3. Jim Bakker’s Lifestyles of the Rich and Infamous
For all their pomp and bluster, trumpeting their righteous work to the millions of people who watch them every day, televangelists can be pretty corrupt. Case in point: Jim Bakker. Bakker (pronounced Baker), once front man for the failed PTL (Praise the Lord) Club, and his then-wife, Tammy Faye Bakker, not only swiped funds from their own show, but offered 9,700 hapless fans what was supposed to be a lifetime pass to the Bakker’s own religious theme park, Heritage USA. In truth, it was lodgings in a giant bunkhouse with 48 beds.
But those weren’t the only nails in the Bakker’s coffin.

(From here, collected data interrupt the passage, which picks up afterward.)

PR #2001, opened 2026-08-24
refactor(copy): one copy component, CopyAction deleted

sweetmantech:
Row 7 of the chat#1999 matrix.

**Rewritten after review.** The first version moved `CopyAction`'s clipboard logic onto `useCopy` but kept the component. @sweetmantech's objection was correct: there is no reason to test and merge a refactor of something we were about to delete. This PR is the end state instead.

## Why CopyAction was not actually different

Its only structural difference was rendering `<Action>` rather than `<Button>`. Reading `components/actions.tsx`, **`Action` is `Button`** with `variant="ghost" size="sm"`, a `rounded-full` class, an `sr-only` label, and an optional Radix tooltip. A thin wrapper over the same primitive `CopyButton` already used.

Everything else that looked distinctive was a prop, not an architecture:

| | was in CopyAction | now |
|---|---|---|
| tooltip | hardcoded | `tooltip` prop |
| toast | suppressed | `silent` prop |
| icon size | `!w-3 !h-3` | `iconClassName` prop |
| container | `<Action>` | rendered when `tooltip` is set |
| motion icon rotation | framer-motion | **dropped** |

The motion is the one deliberate loss. It existed in exactly one control out of four copy surfaces, and the tick is the confirmation either way — keeping it would have meant carrying framer-motion into the shared component for a flourish nowhere else has.

## Result

```
grep -rn "clipboard" components hooks lib
  hooks/useCopy.ts                     ← the only implementation
  components/CopyButton/CopyButton.tsx ← the only control
  components/ArtistSetting/AccountIdDisplay.tsx  ← chat#2002
```

`AccountIdDisplay` is the last direct caller and is the next row, which branches from here.

## Tests

**496/496 green**, `tsc` and `eslint` clean. 5 new for `CopyButton`, including one pinning the toolbar variant — it asserts the rendered control keeps `rounded-full`, so a future change that quietly turns the chat toolbar's copy into a bordered button fails rather than shipping.

`useCopy` keeps the `silent` option and its first tests, which both this and chat#2002 need.

## Not preview-tested yet

The chat message toolbar is the busiest surface this touches and the one where a visual regression would be least welcome. Worth a look at an assistant message before merging — Copy should sit beside Retry and Edit with the same ghost, rounded, muted treatment, and show a tick with no toast.

## Summary by CodeRabbit

- **Enhancements**
  - Standardized copy controls across message actions with consistent icons, tooltips, and copied-state feedback.
  - Added an option to copy content without showing a success notification.
  - Clipboard errors continue to display error notifications.
  - Copy controls now support customizable icon styling and toolbar action presentation when tooltips are provided.


sweetmantech:
## Preview verification — chat#2001

Verified on `app-git-refactor-copy-action-dry-recoup.vercel.app`, on a real chat with a real assistant reply. This is the surface `CopyAction` used to own, so the whole point was to look at it rather than trust the unit tests.

### It sits level with its neighbours

The concern with moving from `Action` to a `Button` plus call-site classes was that Copy would drift from Retry and Edit. Measured on the deployed build, in the same toolbar:

| control | size | radius | colour | icon |
|---|---|---|---|---|
| Retry / Edit | 32x32 | pill | `rgb(161,161,170)` | 12x12 |
| **Copy** | **32x32** | **pill** | **`rgb(161,161,170)`** | **12x12** |

Identical on every axis, including the `!w-3 !h-3` icon override landing over the `[&_svg]:size-4` base.

### Documented vs actual

|---|---|---|---|
| 1 | Copy renders on assistant messages | present, beside Retry | PASS |
| 2 | …and on user messages | present, beside Edit | PASS |
| 3 | Matches neighbour chrome | identical size, radius, colour, icon | PASS |
| 4 | Copies the assistant's response | clipboard received `"ok"` | PASS |
| 5 | Copies the user's message from its own toolbar | received `"Reply with exactly: ok"` | PASS |
| 6 | Tick replaces the copy icon | icon swapped | PASS |
| 7 | …and resets after the delay | back to the copy icon | PASS |
| 8 | **No toast** | none shown | PASS |
| 9 | Tooltip on hover | "Copy response to clipboard" | PASS |
| 10 | Unit suite | 497/497, tsc + eslint clean | PASS |

**#8 is the one that would have been a silent UX change.** `useCopy` toasts by default; this control never did. Confirmed absent on the deployed build, not just in a mock.

**#9 nearly became a false bug report.** My first hover check found no tooltip and I was ready to call it a regression from dropping `Action`. Before doing that I hovered Retry as a control — its tooltip appeared, proving the harness could trigger Radix — then re-tested Copy and the tooltip was there. The first sample was simply too early. Worth recording because the wrong conclusion was one step away, and the control experiment is what prevented it.

### Screenshot

Copy beside Retry under an assistant reply, tooltip open, hover state on:

Chat toolbar

### The tradeoff this locks in

Copy's visual match to Retry and Edit is now maintained **by hand** at the `MessageParts` call site rather than inherited from `Action`. Today they are pixel-identical, as measured above. If that toolbar is ever restyled, this call site has to move with it — there is a comment pointing at `components/actions.tsx`, but a comment is weaker than construction. That is the accepted cost of one render path instead of a branch.

Related: the test that used to assert `rounded-full` came from the component now asserts className passthrough, since the styling moved to the caller. The "matches its neighbours" guarantee is a call-site convention, not test-enforced.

Tammy Faye Bakker was commercialism’s own Juliette (think Sade, not Shakespeare), and spent who knows how much of her ill-gotten gains on crap she didn’t need.
And Jim? The guy had a mistress who he paid several thousand dollars (of PTL’s money) to keep quiet.
But it gets so much better! A former Bakker yes man, John Wesley Fletcher, alleged in an interview that he and Bakker had sexual relations and that Bakker requested he find other male partners for him. Jim had tried to keep this quiet too, but the skeletons came out of the closet, so to speak.
Additionally, the Bakkers’ aides, the brothers Taggart (David and James) and PTL’s second-in-charge, Richard Dortch, were all in for a piece of the pie. All this made for one hell of a spectacle.
2. Getting Into Heaven, One Dollar At a Time
Faith is a powerful motivator. When you couple that with a healthy dose of gullibility and mix in a significantly charismatic fellow, you’ve got one big mess. Jim Jones’ Jamestown started in such a way. We all know how that ended.
While there was no spiked punch in Gerald Payne’s Ponzi scheme, there was a lot of bilking, dishonesty and greed, all in the name of God. In the 1990s, Payne and his cohorts devised a massive pyramid scheme that would ultimately divest roughly 18,000 people of between $450-$500 million. Undelivered returns of both faith-based and monetary investments finally brought the scam to a sticky halt. Despite the legal victory, many of the faithful investors never saw their money again.
1. The Vatican Bank’s Dirty Laundering
Ecclesiastes 5:10 says, “Whoever loves money never has money enough; whoever loves wealth is never satisfied with his income. This too is meaningless.” Ettore Gotti Tedeschi clearly missed this lesson in Sunday school. Tedeschi, CEO of the Istituto per le Opere di Religione, commonly known as the Vatican Bank, is under investigation for embezzling €23 million ($31.7 milllion) through the venerable institution.
Because the Vatican can claim statehood under international law, any residents of Vatican City inclined to crime can hide from the European fuzz for as long as they want. Or until they become inconvenient for the Holy See and the Pope turns them out.
Where are all those millions of euros that the Catholic church amasses supposed to go? To religious works and charity, of course. Sounds great on paper. Maybe the two banks Tedeschi diverted the money to were really fronts for orphanages and soup kitchens.